USGS - science for a changing world

U.S. Geological Survey Open-File Report 2010-1030

Geophysical Surveys of the San Andreas and Crystal Springs Reservoir System Including Seismic-Reflection Profiles and Swath Bathymetry, San Mateo County, California

Data Processing

GPS Data Processing

During the San Andreas Reservoir survey, the vessel was equipped with two positioning systems. The first was a CodaOctopus F180 attitude and position system. This system combines twin WAAS-enabled GPS signals with high-precision inertial moment measurements to provide real-time heave, roll, pitch, heading, and positioning information to the sonar-acquisition system. The second positioning system was an Ashtech Z-Xtreme, dual-frequency GPS receiver used to resolve 3-D boat positions during post-processing. The continuously operating GPS receiver (CGPS) station P178 was used as a base station. P178 had a 15-second epoch rate during the survey. These data were low-pass filtered using a 5-minute running median filter and used as a synthetic tide fixed in the WGS84 (G1150) / ITRF 2000 reference frame during post-processing (Figure 2). The WAAS-enabled position recorded by the F180 was used for horizontal positioning of the vessel.

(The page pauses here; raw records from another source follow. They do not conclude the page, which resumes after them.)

Issue #769, opened 2016-08-20
[Python] cannot import swig package in site-packages using swig >= 3.0.9


paleozogt:
This is somewhat similar to #691, however the details are slightly different (and its fix doesn't fix this problem).

I distribute my library as a package, where the wrapper py file is named `__init__.py`.  This worked fine with swig 3.0.8 and previous, but the changes to `swig_import_helper` seems to have broken it.

Here is a minimal example:

```
#!/bin/bash

# swig compile
mkdir pkg
echo "%module module" > module.i
echo "from . import module" > pkg/__init__.py
swig -python -outdir pkg module.i
mv pkg/module.py pkg/__init__.py
gcc -fPIC -shared -o pkg/_module.so module_wrap.c `python-config --cflags --ldflags`

# make a virtualenv to simulate whl installation
virtualenv -p `python-config --exec-prefix`/bin/python venv
cp -r pkg venv/lib/python2.7/site-packages

# can we import the package?
venv/bin/python -c 'import pkg'
```

which gives

```
Already using interpreter /usr/bin/python
New python executable in ~/Development/swig-example/.build/venv/bin/python
Installing setuptools, pip, wheel...done.
Traceback (most recent call last):
  File "<string>", line 1, in <module>
  File "pkg/__init__.py", line 18, in <module>
    _module = swig_import_helper()
  File "pkg/__init__.py", line 17, in swig_import_helper
    return importlib.import_module(mname)
  File "/usr/lib/python2.7/importlib/__init__.py", line 37, in import_module
    __import__(name)
ImportError: No module named _module
```

ojwb:
We also hit this with Xapian's Python bindings recently - we used to rename the generated `.py` file to `__init__.py` and this stopped working recently.  The SWIG docs seem to suggest that this isn't expected to work, so we assumed it was just by chance that it did before the recent changes:

> By default, SWIG generates proxy Python code – one *.py file for each *.i interface. The `__init__.py` files, however, are not generated by SWIG

see http://www.swig.org/Doc3.0/Python.html#Python_nn72

For now we're running the SWIG-generated wrappers through a rewriting script which replaces the insanely complicated conditional import code with just:

```
from . import _xapian
```

That works fine in this case for Python 2.6, 2.7 and 3.x.

[...]

PR #1105, opened 2017-09-27
Fix import swig package in site-packages using swig >= 3.0.9

mastersin:
Check `__name__.rpartition('.')` return for separator and return last
part of string if it doesn't same as expected.

See issue #769.

### DIFF
--- a/Source/Modules/python.cxx
+++ b/Source/Modules/python.cxx
@@ -846,7 +846,10 @@ public:
       Printv(default_import_code, "if _swig_python_version_info >= (2, 7, 0):\n", NULL);
       Printv(default_import_code, tab4, "def swig_import_helper():\n", NULL);
       Printv(default_import_code, tab8, "import importlib\n", NULL);
-      Printv(default_import_code, tab8, "pkg = __name__.rpartition('.')[0]\n", NULL);
+      Printv(default_import_code, tab8, "pkg_parts = __name__.rpartition('.')\n", NULL);
+      Printv(default_import_code, tab8, "pkg = pkg_parts[0]\n", NULL);
+      Printv(default_import_code, tab8, "if pkg_parts[1] != '.':\n", NULL);
+      Printv(default_import_code, tab8, tab4, "pkg = pkg_parts[2]\n", NULL);
       Printf(default_import_code, tab8 "mname = '.'.join((pkg, '%s')).lstrip('.')\n", module);
       Printv(default_import_code, tab8, "try:\n", NULL);
       Printv(default_import_code, tab8, tab4, "return importlib.import_module(mname)\n", NULL);


ojwb:
This breaks Python 2.4 (syntax error from the inline `if`: https://travis-ci.org/swig/swig/jobs/280310758).  While older Python isn't very interesting now, it'd be better to just use a multi-line if and keep this working in case anyone cares, at least if this change is going to be backported to 3.0.x.

Python 3 also failed on OS X, but due to travis flaky infrastructure reasons - I've restarted so we can see if there are any actual issues there (it passed on Linux, so likely not).

@wsfulton In #769 you concluded:
> Okay, let's not try support the 'new' requirement. If anything, let's just make the documentation clearer in this respect.

What are your thoughts on this patch?  It seems clean and very unlikely to break anything, but we've had bad experiences with changing this import logic and `%pythonimport` now provides an override.

mastersin:
2017-09-27 22:45 GMT+03:00 Olly Betts <notifications@github.com>:

> This breaks Python 2.4 (syntax error from the inline if:
> https://travis-ci.org/swig/swig/jobs/280310758). While older Python isn't
> very interesting now, it'd be better to just use a multi-line if and keep
> this working in case anyone cares, at least if this change is going to be
> backported to 3.0.x.
>
This is looks like a strange bug for python-2.4 due there are a check for
python version in original code - "if _swig_python_version_info >= (2, 7,
0):":

diff --git a/swig/Source/Modules/python.cxx b/swig/Source/Modules/python.cxx
index a6801fc..7aa08ba 100644
--- a/swig/Source/Modules/python.cxx
+++ b/swig/Source/Modules/python.cxx
@@ -846,7 +846,8 @@ public:
       Printv(default_import_code, "if _swig_python_version_info >= (2, 7,
0):\n", NULL);
       Printv(default_import_code, tab4, "def swig_import_helper():\n",
NULL);
       Printv(default_import_code, tab8, "import importlib\n", NULL);
-      Printv(default_import_code, tab8, "pkg =
__name__.rpartition('.')[0]\n", NULL);
+      Printv(default_import_code, tab8, "pkg_parts =
__name__.rpartition('.')\n", NULL);
+      Printv(default_import_code, tab8, "pkg = pkg_parts[0] if
pkg_parts[1] == '.' else pkg_parts[2]\n", NULL);
       Printf(default_import_code, tab8 "mname = '.'.join((pkg,
'%s')).lstrip('.')\n", module);
       Printv(default_import_code, tab8, "try:\n", NULL);
       Printv(default_import_code, tab8, tab4, "return
importlib.import_module(mname)\n", NULL);


> Python 3 also failed on OS X, but due to travis flaky infrastructure
> reasons - I've restarted so we can see if there are any actual issues there
> (it passed on Linux, so likely not).
>
> @wsfulton <https://github.com/wsfulton> In #769
> <https://github.com/swig/swig/issues/769> you concluded:
>
> Okay, let's not try support the 'new' requirement. If anything, let's just
> make the documentation clearer in this respect.
>
> What are your thoughts on this patch? It seems clean and very unlikely to
> break anything, but we've had bad experiences with changing this import
> logic and %pythonimport now provides an override.
>

-- 
Sin (Sinelnikov Evgeny)

ojwb:
> This is looks like a strange bug for python-2.4 due there are a check for python version in original code - "if _swig_python_version_info >= (2, 7, 0):":

It's a syntax error - Python presumably needs to be able to parse the code inside that branch even if though it's not executed.  For example, with Python 3.5 you get a syntax error for a non-executed `print` without parentheses:

```
$ python3.5
Python 3.5.4 (default, Sep  5 2017, 18:32:10) 
[GCC 7.2.0] on linux
>>> if False:
...     print "foo"
  File "<stdin>", line 2
    print "foo"
              ^
SyntaxError: Missing parentheses in call to 'print'
```

And it's easily worked around - just use a multi-line `if`.

wsfulton:
I've merged in #1282 which seems to fix #769. @mastersin, can you please close this issue when confirmed that it works for you? Thanks.

wsfulton:
No response, assuming fixed.

neinhus:
From my point of view it could lead to problems to do this:
        try:
            return importlib.import_module(mname)
        except ImportError:
            return importlib.import_module('_FSNativeTauIO')
Reason: the import error may be also that a depending shared library is not found. The error message thrown is "No module named _<name>"  but in my case the true error message was:  
ImportError: lib<somename>.so.<nr>: cannot open shared object file.
This can be difficult to debug without looking into the wrapper code.

wsfulton:
@neinhus, the various issues linked to here have been fixed for swig-4.0.0. There is no try except block anymore for the module import.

For the Upper and Lower Crystal Springs survey, the CodaOctopus F180 firmware was upgraded to an F190 model in order to receive real-time kinematic (RTK) corrections directly, removing the need for the pseudo-tide procedure described above. The RTK GPS data (2-cm error ellipse) are combined with the inertial motion measurements directly within the F190 hardware so that high-precision position and attitude corrections are fed in real-time to the sonar-acquisition equipment. As before, the WGS84 (G1150) reference frame was used for both horizontal and vertical measurements.

Sound-Velocity Measurements

Sound-velocity profile measurements were collected daily throughout the survey with an Applied Micro Systems, SvPlus 3472. This instrument provides time-of-flight sound-velocity measurements using invar rods with a sound-velocity accuracy of +/- 0.06 m/s, pressure measured by a semiconductor bridge strain gauge to an accuracy to 0.15% (full scale), and temperature measured by thermistor to an accuracy of 0.05 C (Applied Microsystems Ltd., 2005). In addition, an Applied Micro Systems Micro SV, accurate to +/- 0.03 m/s, was deployed on the transducer frame for real-time sound-velocity adjustments at the transducer-water interface.

On all three days of the San Andreas Reservoir survey, the lake was isothermal to the depth measured and within 0.5 degrees C between locations (Figure 3). Similarly, the sound-velocity profiles were nearly uniform except for the very near-surface (<1 m depth).

In contrast to San Andreas Reservoir, the temperature-profile measurements of the Crystal Springs Reservoirs (Figure 4) show evidence of spatially variable, shallow mixing to about 5 to 7 m depth, below which a moderately strong thermocline reduces temperatures quickly to isothermal conditions by about 15 m depth. The temperature gradients in the lake are mirrored in the observed sound-velocity profiles, with strong gradients in sound velocity within the thermocline.

Sonar-Sounding Processing

The general processing workflow procedures for converting bathymetric soundings to a digital elevation model (DEM) are shown in Figure 5.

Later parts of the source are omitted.